Here’s the required format for that CSV. Save this as my-manifest.csv:

bucket,key,versionId
my-source-bucket,project-a/file1.txt,null
my-source-bucket,project-b/image.jpg,null
my-source-bucket,important-doc.pdf,abc123def456ghi789jkl012mn345op67

Second, the Action. This is the actual task you want to perform on every object in your manifest. The most common ones are:

s3PutObjectCopy: Copy objects to another bucket (even cross-region, though Replication might be better for ongoing needs).
s3PutObjectTagging: Add or replace object tags.
s3InitiateRestoreObject: Restore objects from Glacier Flexible Retrieval.
s3SetObjectAcl: Modify object ACLs. (But you’re using bucket policies, right? Right?)

Third, the Report. Batch Ops will generate a detailed completion report—also stored in a bucket you specify—that tells you which objects succeeded, which failed, and why.

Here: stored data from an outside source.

PR #316, opened 2026-08-24
A package that holds only the colors, so another may hold different ones

rinat-enikeev:
First of five. Extracts the token layer so an adopter can ship Onym in their own colors.

`OnymTokens`, `OnymAccent` and `Color.dynamic` move out of `OnymBrand.swift` into a new zero-dependency `OnymDesignTokens` package. `OnymDesign` depends on it and re-exports it, so **all 758 call sites across the eight UI packages and the app compile untouched**. Nothing visible changes.

What it buys is a seam. An adopter copies the package, keeps the module name, changes the values, repoints one dependency. Nothing else in the graph knows.

The completeness check is the compiler: a replacement that forgets a token has no protocol to fail to conform to, only 758 call sites that no longer resolve.

`forSender` stays behind in `OnymDesign` — mapping a pubkey onto the palette is policy, not a value, and adopters should inherit it rather than reimplement it.

The seam is a **build-time** choice, not a runtime one; that trade is documented in the package README.

### DIFF
--- a/Packages/OnymDesign/Package.swift
+++ b/Packages/OnymDesign/Package.swift
@@ -7,7 +7,16 @@ let package = Package(
     products: [
         .library(name: "OnymDesign", targets: ["OnymDesign"])
     ],
+    dependencies: [
+        // The swappable token layer. Adopters who want a differently
+        // styled build repoint this one dependency at their own module
+        // named `OnymDesignTokens` — see that package's README.
+        .package(path: "../OnymDesignTokens")
+    ],
     targets: [
-        .target(name: "OnymDesign")
+        .target(
+            name: "OnymDesign",
+            dependencies: [.product(name: "OnymDesignTokens", package: "OnymDesignTokens")]
+        )
     ]
 )
--- a/Packages/OnymDesign/Sources/OnymDesign/OnymBrand.swift
+++ b/Packages/OnymDesign/Sources/OnymDesign/OnymBrand.swift
@@ -1,97 +1,11 @@
 import SwiftUI
 import UIKit
 
-// MARK: - Tokens
+@_exported import OnymDesignTokens
 
-/// Theme-adaptive design tokens for the Create Group flow. Each color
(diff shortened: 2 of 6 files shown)


dev-onym (commented):
**APPROVE** — clean pure-extraction refactor; the seam works as advertised.

- `Packages/OnymDesign/Sources/OnymDesign/OnymBrand.swift:4` — `@_exported import OnymDesignTokens` is what preserves every downstream call site untouched. All 63 files that `import OnymDesign` transitively see `OnymTokens` / `OnymAccent` / `Color.dynamic`. Note `@_exported` is an underscored (unofficial) attribute — reliable in practice but not stable API; worth flagging since this seam depends on it. Not a blocker.
- `Packages/OnymDesignTokens/Package.swift:5` — platform `.iOS("18.0")` matches `OnymDesign` (Package.swift:6), so no floor mismatch. Zero external deps, matches the README's promise.
- `Packages/OnymDesign/Sources/OnymDesign/OnymBrand.swift:8-32` — `forSender` correctly moved from an enum-static to an extension method on the re-imported `OnymAccent`; behaviour and signature unchanged, so the 63 call sites remain source-compatible. Docstring at :20-22 correctly captures the policy-vs-value split.
- `Packages/OnymDesignTokens/Sources/OnymDesignTokens/OnymAccent.swift:32-38` — private `rgb(_:)` helper here duplicates the `hex(_:_:)` helper in `OnymTokens.swift:55`. Pre-existing duplication carried over verbatim; not worth blocking on but a candidate for a follow-up trim.
- README (`Packages/OnymDesignTokens/README.md:34-38`) accurately documents the swap procedure. The "completeness by 758 call sites" argument holds — a replacement omitting a token fails compilation, and there's no protocol/registration surface that could silently accept a partial theme.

This is non-negotiable. Always, always enable it. The last thing you want is a million-object job failing silently on object #42 and you having no clue.

A Real-World Example: The Great Glacier Thaw

Let’s say you got a little overzealous with lifecycle policies and moved a few terabytes of infrequently accessed data into S3 Glacier Flexible Retrieval. Now you need it all back. Manually restoring each file via the console would be a special kind of hell. Batch Ops to the rescue.

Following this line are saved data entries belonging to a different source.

PR #317, opened 2026-08-24
Corners and letterforms become things a theme can decide

rinat-enikeev:
Second of five. Base: #316.

`OnymRadius` names ten corner steps for what they wrap — card, field, panel, hero, inset, control, badge, tile, chip, pill. `OnymType` puts the text and mono faces behind two functions. **164 corner literals and 464 font calls** now read from tokens; afterwards only one literal remains, and it is a drawing.

### The scale grew, deliberately

The design system names five radii. The app was spending fifteen, and only 33% of sites matched a system value. Where the two disagreed the app was usually right — 12pt is its single most common corner and the system has no word for it. So the scale fits the building rather than the drawing of it, and the design project will be updated to match.

### What actually moved

Sixteen surfaces changed shape, none by more than 4pt. Two of them were the same idea drawn twice — a square brand tile at 26pt in About and 22pt in recovery, one job at two radii. They share the `hero` token now.

The crown bar in `OnymGovIcon` keeps its literal: it rounds at a fraction of a drawing, not a corner of a surface.

`OnymType` deliberately carries **no size scale**. The 31 sizes the app spends are an accretion, not a system, and collapsing them changes every screen — a design decision, not a packaging one. Worth noting separately: `.system(size:)` does not respond to Dynamic Type, so accessibility text sizing is effectively off across 465 call sites. That is its own fix.

### Undeclared dependencies

Tokens now reach past `OnymDesign`, so eight packages and the app target declare the token package directly. Seven had been compiling on a dependency they never named — visible through the re-export, linking only because the app pulls everything in. Built standalone, the way CI builds them, they would not have linked.

`OnymOnboarding` keeps its no-UI-package rule: it uses `OnymType` and `OnymRadius` only, so it takes the zero-dependency token package rather than `OnymDesign`.


dev-onym (commented):
APPROVE — mechanical, per-site sweep with small semantic care; nits below.

- `Packages/OnymDesignTokens/Sources/OnymDesignTokens/OnymRadius.swift:6` — doc says "Nine steps" but ten are declared (card, field, panel, hero, inset, control, badge, tile, chip, pill). README:17 correctly says ten.
- `Packages/OnymDesignTokens/Sources/OnymDesignTokens/OnymRadius.swift:44` — `pill = .infinity` is safe via `shape(_:)` but a footgun for anyone who passes it straight to `RoundedRectangle(cornerRadius:)`. No current call site does this, but the doc note is easy to miss. Consider omitting the constant and exposing only `shape(_:)` for pills.
- `Packages/OnymGroup/Sources/OnymGroup/QRCodeScannerView.swift:3` and `Packages/OnymModerationUI/Sources/OnymModerationUI/MarkdownDocumentView.swift:3` — import `OnymDesign` but each only touches `OnymType`/`OnymRadius`. Given the PR's premise about declared dependencies, both should `import OnymDesignTokens` (both packages already depend on it).
- `Packages/OnymModerationUI/Sources/OnymModerationUI/MarkdownDocumentView.swift:352` — the 3pt-wide quote bar was `cornerRadius: 2` and now uses `OnymRadius.chip` (4). `chip` is documented as "tiny uppercase status chip" — semantically wrong role for a divider stripe, and it's a 2pt shape change on top. Consider a literal here on the same grounds the crown bar keeps its literal.
- `Packages/OnymRecovery/Package.resolved` and `Packages/OnymSettings/Package.resolved` (new files) — no other package checks in `Package.resolved`. Either add all of them or gitignore these two.
- `Packages/OnymIdentityUI/Sources/OnymIdentityUI/IdentitiesView.swift:264` — "Remove identity" destructive primary button uses `OnymRadius.field`; `card` fits the role better. Same value (14) so no visual diff.
- Font/radius mappings on the sixteen changed surfaces line up with the PR body's "≤4pt" claim from spot-checks (`ShareKeyView:31` 22→18, `IdentityDetailView:162` 18 stays, `ShareInviteView:170` 20→18). Fixed-size Dynamic Type behavior is preserved, matching the doc's explicit "changed the seam, not the sizing policy."

PR #318, opened 2026-08-24
The colors that were not listening

rinat-enikeev:
Third of five. Base: #317.

Ninety percent of the app already drew from tokens. The other ten percent — **85 sites** — were literals, and a literal does not hear a theme. An adopter swapping the token package would have found the settings banner still cream, the console still GitHub-dark, the icon tiles still Apple's blue. Restyled in most places and stubbornly Onym in the rest, which reads worse than not restyling at all.

### Three families collect them

| Family | What it holds |
| --- | --- |
| `OnymTile` | The nine icon-tile hues — a token family that had been sitting in a component file |
| `OnymTerminal` | The console treatment for self-host / deploy / relayer screens. Pinned dark on purpose: a terminal that turns white in light mode stops looking like a terminal |
| `OnymTint` | The pastels and the deep inks that read on them — hero tiles, the amber notice, governance badges |

`OnymTokens` gains four: `onTile`, which unlike `onAccent` does **not** flip with the appearance because a saturated tile carries its own contrast; `lightbox`, black because a viewfinder is black and not because the theme is; and `scrim` in both SwiftUI and UIKit forms, for the chat thread that draws media in layers.

### What moved on screen

Two things, both deliberate. The recovery quiz called SwiftUI's `Color.green` to mean "correct" and now calls the app's own success green, a little deeper in light mode. The key tile's gradient reaches for the accent purple rather than the system one.

### Known gap, deliberately left

The tints are still pinned to their light values, so an amber notice is still cream on a black screen. That was true before and this does not change it — six screens changing in dark mode is a design decision, not a packaging one. It is now a decision that costs one file.

Outside the token package, **no view holds a color literal any more**. The one exception is `Color.accentColor`, which comes from the app's asset catalog and is already adopter-controlled through a different door.

🤖 Generated with [Claude Code](https://claude.com/claude-code)

https://claude.ai/code/session_013z1YSTEHK4oxHTE9zabVyf

PR #319, opened 2026-08-24
The app and the drawing agree on what to call things

rinat-enikeev:
Fourth of five. Base: #318.

Eleven components existed on both sides under two names. The design system said `Card`, `Row`, `Chip`, `Footnote`, `LargeTitle`, `IconTile`, `SectionLabel`, `StepIndicator`, `PrimaryButton`, `TextButton`; the app said the same words with `Settings` in front — a prefix that stopped being true the moment these atoms started rendering chat, identity, moderation and recovery screens.

**474 references** now use the shared word. This makes the design project's "maps 1:1 to the `OnymDesign` SwiftUI package" claim true for the components that exist on both sides.

Three keep their prefix because there is nothing on the other side to agree with: `SettingsContentTile`, `SettingsRowDivider`, `SettingsQRCode`.

### On bare `Row`

The one name worth checking. Four types in the repo already declare a nested `Row` — in `PendingChatsFlow`, the backup client, the intro request log, and `ChatsView` — and a nested name shadows a top-level one inside its own scope. None of those four files render a design-system row, so nothing is shadowed today. It is the kind of thing that will be true right up until it isn't, so it is called out here rather than discovered later.

### Still not aligned

Eleven design-system components have no `OnymDesign` counterpart at all — `Screen`, `ScreenContent`, `NavBar`, `TabDock`, `GlassButton`, `ChatBubble`, `ChatComposer`, `TextField`, `Toggle`, `Badge`, `ListItem`. They exist in the app, open-coded in feature packages. Promoting them restructures `OnymChatsUI` and is deliberately not in this stack.

Note that `TextField` and `Toggle` will collide with SwiftUI's own types if promoted unprefixed — worth deciding before that work starts.

### DIFF
--- a/Packages/OnymBackupUI/Sources/OnymBackupUI/BackupEnrolmentView.swift
+++ b/Packages/OnymBackupUI/Sources/OnymBackupUI/BackupEnrolmentView.swift
@@ -113,8 +113,8 @@ public struct BackupEnrolmentView: View {
                     symbol: "clock.arrow.circlepath",
                     identifier: "backup.enrolment.schedule")
 
-                SettingsSectionLabel("WHAT THE OPERATOR PROMISES")
-                SettingsCard {
+                SectionLabel("WHAT THE OPERATOR PROMISES")
+                Card {
                     ForEach(Array(disclosure.items.enumerated()), id: \.element.id) { index, item in
                         VStack(alignment: .leading, spacing: 4) {
                             // `verbatim` throughout: these are the
@@ -140,7 +140,7 @@ public struct BackupEnrolmentView: View {
                     }
                 }
 
-                SettingsFootnote(
+                Footnote(
                     "These terms are pinned to every backup you make under them. If the operator publishes different terms later, backups stop until you have seen them.")
 
             }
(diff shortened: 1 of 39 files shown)


dev-onym (commented):
APPROVE — mechanical, symmetric rename (474/474 lines) matches the body's claim; only design-system usages are renamed and comments referencing old names are updated.

- `Packages/OnymDesign/SettingsDesign.swift:16-566` — all 10 public struct declarations renamed cleanly; `Card`, `Row`, `PrimaryButton`, `SectionLabel` generic constraints and `where Right == EmptyView` extensions still resolve.
- `Packages/OnymGroup/…/HandledIntroRequestLog.swift:101`, `OnymBackup/…/URLSessionBackupClient.swift:242`, `OnymInbox/…/PendingChatsFlow.swift:80`, `OnymChatsUI/…/ChatsView.swift:427` — four nested `Row` types confirmed; PR body already calls this out and none of those files import a design-system Row today, so no shadowing.
- No stale `Settings{Card,Row,Chip,Footnote,LargeTitle,IconTile,SectionLabel,StepIndicator,PrimaryButton,TextButton}` references remain in `.swift`.
- `Packages/OnymDesign/EXTRACTION-NOTES.md:60-105` and `Packages/OnymIdentityUI/EXTRACTION-NOTES.md:38-41` still list the old names — historical planning notes, but worth a follow-up sweep if these are kept current.
- Retained-prefix components (`SettingsContentTile`, `SettingsRowDivider`, `SettingsQRCode`) still referenced at `IdentityDetailView.swift:148,181`, `PrivacyEncryptionView.swift:83,90`, etc.; no accidental rename.
- `PR 3 supplies StepIndicator` comment update in `OnymOnboarding/…/OnboardingStepScaffold.swift:9` — kept accurate.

First, create your manifest of objects in Glacier. An S3 Inventory report is perfect for this. Then, you’d use the AWS CLI to create the job. Notice how we specify every detail: the manifest, the action, the report, and, crucially, the IAM Role that Batch Ops will assume to perform the work.

# Create a JSON file (restore-action.json) defining the action
{
  "S3InitiateRestoreObject": {
    "ExpirationInDays": 7,
    "GlacierJobTier": "BULK"
  }
}

# Create a JSON file (manifest.json) pointing to our CSV manifest
{
  "Spec": {
    "Format": "S3InventoryReport_CSV_20211130",
    "SourceBucket": "my-inventory-bucket"
  }
}

# Create the Batch Job using the AWS CLI
aws s3control create-job \
    --account-id YOUR_ACCOUNT_ID \
    --role-arn arn:aws:iam::YOUR_ACCOUNT_ID:role/S3BatchOpsRole \
    --manifest file://manifest.json \
    --operation file://restore-action.json \
    --report '{
      "Bucket": "arn:aws:s3:::my-report-bucket",
      "Format": "Report_CSV_20180820",
      "Enabled": true,
      "Prefix": "batch-reports",
      "ReportScope": "AllTasks"
    }' \
    --priority 10 \
    --description "Restore all Glacier objects from inventory report" \
    --region us-east-1

The Devil in the Details: Pitfalls and Best Practices

This is where I earn my keep. Batch Ops is powerful, but it will happily shoot you in the foot if you let it.

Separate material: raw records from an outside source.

PR #320, opened 2026-08-24
Tests for the palette a stranger might replace, and the floors it must clear

rinat-enikeev:
Last of five. Base: #319.

Twenty tests across the two packages, plus the adopter documentation.

The **contract suite** is what an adopter runs against their own copy before wiring it in: every token resolves in both appearances, the surface ramp does not collapse, no two accents come out the same colour, the radius scale stays ordered, `pill` really is a capsule. The compiler already refuses an incomplete module; this makes the refusal one readable line instead of several hundred.

### The contrast suite found two things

IAM is Everything: The most common point of failure. The IAM role you specify must have permission to read the manifest, perform the action on every target object, and write the completion report. If your role can’t tag an object, the entire job fails for that object. Test your role’s permissions rigorously.
Idempotency is Key: Most Batch Ops actions are idempotent, meaning running them multiple times has the same effect as running them once. This is good. But be wary of actions that aren’t. For example, if your copy job fails halfway and you restart it, will you end up with duplicates? Plan for this.
Cost and Speed: You can set a priority from 0-999. Higher priority jobs cost more but run faster. For a massive, non-urgent job, save your money and set a low priority. AWS will still churn through it, just at a more leisurely pace.
The “Null” Version: See that null in the versionId column? That’s not a suggestion; it’s the required value for objects that do not have a version ID. If you leave it blank or put NONE or something else, the job will fail for that entry. It’s pedantic, but so is software.
Check the Report, You Maniac: I said it before, but it’s worth repeating. The completion report is your only source of truth. A job can show “Completed” in the console but still have thousands of failed tasks due to permission errors. Always download and scan the report for errors. Your robot army is powerful, but it’s also very literal. It will do exactly what you tell it to, even if that’s the wrong thing.